I’ve
never been wild about night time in remote areas and all these vampire movies
aren’t helping.
Normally,
of course, it’s not an issue because I live in the nice safe crime-ridden
city. If this hesitation about rural
living sounds unreasonable, I would like to point out that with a few
exceptions like King Kong (who was a reluctant city dweller), four out of five
monsters, UFO’s, vampires, amorphous masses, psychos and parapsychological
phenomena on your movie screen prefer isolated country settings.
Whether
such creatures exist in fact is immaterial.
In the middle of the night in a woodsy setting they are alive and well
in my imagination.
We
recently spent a long weekend in the state of Washington at a stunning but
seriously remote address I will call One Forest Primeval. Walking around in the surrounding woods, I
half expected to see a coven of Twilight
Saga Volturi materialize from the edge
of the forest and size me up for lunch.
I
do have to say that the Twilight series
movies don’t move me the way the old school monster flicks did. Maybe it’s a generational thing, but Godzilla
will always be my guy. And maybe it’s
because the Twilight series is far
less about vampires and werewolves than about lust. For the record, I am not against lust. In fact, some of the best moments of my life
have involved lust. But I’m generally
only attracted to creatures of my own species.
Anyway,
come dusk, I would look out onto the grassy clearing outside our window and
realize that it was the perfect UFO movie landing strip.
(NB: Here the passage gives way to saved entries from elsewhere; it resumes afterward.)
PR #2210, opened 2019-10-24
Fix NPE in Http1ClientCodec

minwoox:
Motivation:
If the remote peer sends multiple responses for one request, which is not allowed by the spec but may still be possible,
NPE can be raised in `Http1ClientCodec`.

Modification:
- Copy `Http1ClientCodec` from the upstream Netty 4.1.42 at 39cc7a673939dec96258ff27f5b1874671838af0

Result:
- No more NPE in `Http1ClientCodec`


ikhoon:
Related: https://github.com/netty/netty/pull/9465

PR #2213, opened 2019-10-24
Fix document

hirakida:
I reflected this change in the document.
https://github.com/line/armeria/pull/2060


minwoox:
Thanks, @hirakida!
Could you also change the same mistake at line 732, please?

hirakida:
> Thanks, @hirakida!
> Could you also change the same mistake at line 732, please?

I did it!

If you’ve watched any sci-fi flicks at all, you
know that UFOs have a penchant for landing in just such places and scaring the
poor locals excretionless.
Around
2 a.m., with the wind brushing tree branches ominously against the windows, I’d
develop this sudden conviction that I was in the place that The Blob (Giant
Ants, Mighty Behemoth, Boston Strangler, little green men with ray guns,
Andromeda Strain, Ghost of Christmas Past, Edward Cullen) had singled out to
first do its thing.
I
guess what bothers me most about being one of the first victims is that in
horror movies, it’s always a bit part.
Chomp, slosh, swallow, and you’re forgotten. It would seriously annoy me to be relegated
to a list of “also-eatens”.
Of
course, I’m aware that the demise of the first few victims is just a little
dramatic intro designed to hold the audience until the plot thickens The Next
Day. That’s when the unwitting neighbor
shows up to borrow a cup of sugar and wonders vaguely why the front door is (a)
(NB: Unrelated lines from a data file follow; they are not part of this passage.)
PR #2214, opened 2019-10-25
Deactivate HttpSession in separate handler from codecs.

anuraaga:
Currently, HTTP/1 codec is forked from upstream to allow deactivating sessions in it, and HTTP/2 handler has some API machinery to deactivate sessions there too. We can avoid forking and separating logic by having a single handler that takes care of deactivation.

### DIFF
--- a/core/src/main/java/com/linecorp/armeria/client/Http2ClientConnectionHandler.java
+++ b/core/src/main/java/com/linecorp/armeria/client/Http2ClientConnectionHandler.java
@@ -63,11 +63,6 @@ final class Http2ClientConnectionHandler extends AbstractHttp2ConnectionHandler 
     }
 
     @Override
-    protected void onCloseRequest(ChannelHandlerContext ctx) throws Exception {
-        HttpSession.get(ctx.channel()).deactivate();
-    }
-
-    @Override
     protected boolean needsImmediateDisconnection() {
         return clientFactory.isClosing() || responseDecoder.goAwayHandler().receivedErrorGoAway();
     }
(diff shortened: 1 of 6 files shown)


trustin:
The reason why we set `false` to `active` on `ctx.close()` is to make sure `canSendRequest()` start to return `false` immediately, so that:

- the connection is not chosen from the connection pool when the connection is currently scheduled for disconnection. (See `HttpChannelPool.isHealthy()`)
  - Instead, we could remove the connection completely from the pool on `ctx.close()`, but I guess it'll be more complicated than the current code?
- the request sent between `ctx.close()` and `channelInactive()` is failed immediately with `ClosedSessionException`. (See `HttpRequestSubscriber.writeFirstHeader()`)
  - Maybe we can remove this part because the writes issued after `ctx.close()` will be failed by Netty anyway.

anuraaga:
Thanks! Do you think we can set `active = channel.isWritable` in `channelWritabilityChanged`? So many callbacks not sure exactly their order :) But I feel it should be possible for `HttpSessionHandler` to independently handle this without the help of the codec handlers.

trustin:
> Thanks! Do you think we can set `active = channel.isWritable()` in `channelWritabilityChanged`?

I guess not, because `channelWritabilityChanged` merely means a client is reading slowly?

anuraaga:
Thanks, sorry that was silly. I updated PR to keep the manual deactivation, but moved it to a separate handler. It seems to simplify the code while also removing the need for forking `Http1ClientCodec` (the main objective)

trustin:
I'm somewhat concerned the potential throughput loss due to the increased number of handlers in a Netty pipeline, and thus tend to keep the number of handlers minimal, but maybe that's fine because we already have quite a few handlers. Would you mind checking some benchmarks?

anuraaga:
A powerful benchmark that would probably stress the behavior best (HttpServerBenchmark.empty) kills my laptop 💀 

I agree that compared to the other handlers, it doesn't seem like it'd be much affected, but I can inherit from `ReadSuppressingHandler` to combine them into one - would that make sense?

trustin:
> I can inherit from `ReadSuppressingHandler` to combine them into one - would that make sense?

SGTM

radioactive (b) splintered, or (c) full of giant teeth marks; investigates
further (what are neighbors for?); comes upon the Scene of Horror (which even
if the acting is really bad can usually be identified by the G-flat tremolo
chord); and drops her cup, which shatters but miraculously never severs her
anterior tibial vein, unless it’s one of those reality medical shows.